Action item:
Report back each line of the data that contains the word "supply".
BEGIN The input
PR #850, opened 2024-04-01
Supporting prefund with token

cryptoAtwill:
This PR attempts to add `prefundWithToken` feature. Some of the key changes are:
1. Adding `prefundWIthToken` contract method
2. Gateway `register` queries the subnet supply source and `lock` the genesisCirculation and collateral. Previously it's using `msg.value`.
3. Propagating the same changes to the gateway: `addStake`, `leave` and `kill`.
4. Adding `join` with supply source

With the above 4 key changes, the tests are passing. But there are other methods to be updated, in SubnetActor: `stake`, `unstake`, `leave` and `kill`. This will be updated in a follow up PR.


cryptoAtwill:
no longer needed as we are refactoring the contracts.

PR #1174, opened 2024-10-17
docs: add docs for gas markets.

raulk:


JulissaDantes:
I think its very clear, the only thing I would say is to keep in mind linking the axon-r06 release notes, when it goes live of course.

sanderpick:
+1, this looks great. one silly question: this mechanism applies to transactions coming from the EthAPI and "raw" FVM transactions, correct? I have a vague memory of gas being handled differently in the EthAPI in the current code base, but could be misremembering.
END The input
Exercise response:
2. Gateway `register` queries the subnet supply source and `lock` the genesisCirculation and collateral. Previously it's using `msg.value`.
4. Adding `join` with supply source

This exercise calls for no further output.